◆ **Excerpted data**:
Segment Open
PR #81, opened 2018-03-06
[WIP] integration test with queries from QuerySetApp

mcarmonaa:
This test takes those queries from `QuerySetApp` that don't use UDFs. Apart of the expressions already implemented they need `CASE` and `HAVING` so we should implement them if you don't know other way to formulate the queries.

If everything is ok with the queries, I'll add the logic of the database creation and prepare a known data against to test the queries.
Segment Closed
◆ **Exercise description**:
Select every line in the material above where the string "from" occurs, and copy it.

◆ **Solution**:
[WIP] integration test with queries from QuerySetApp
This test takes those queries from `QuerySetApp` that don't use UDFs. Apart of the expressions already implemented they need `CASE` and `HAVING` so we should implement them if you don't know other way to formulate the queries.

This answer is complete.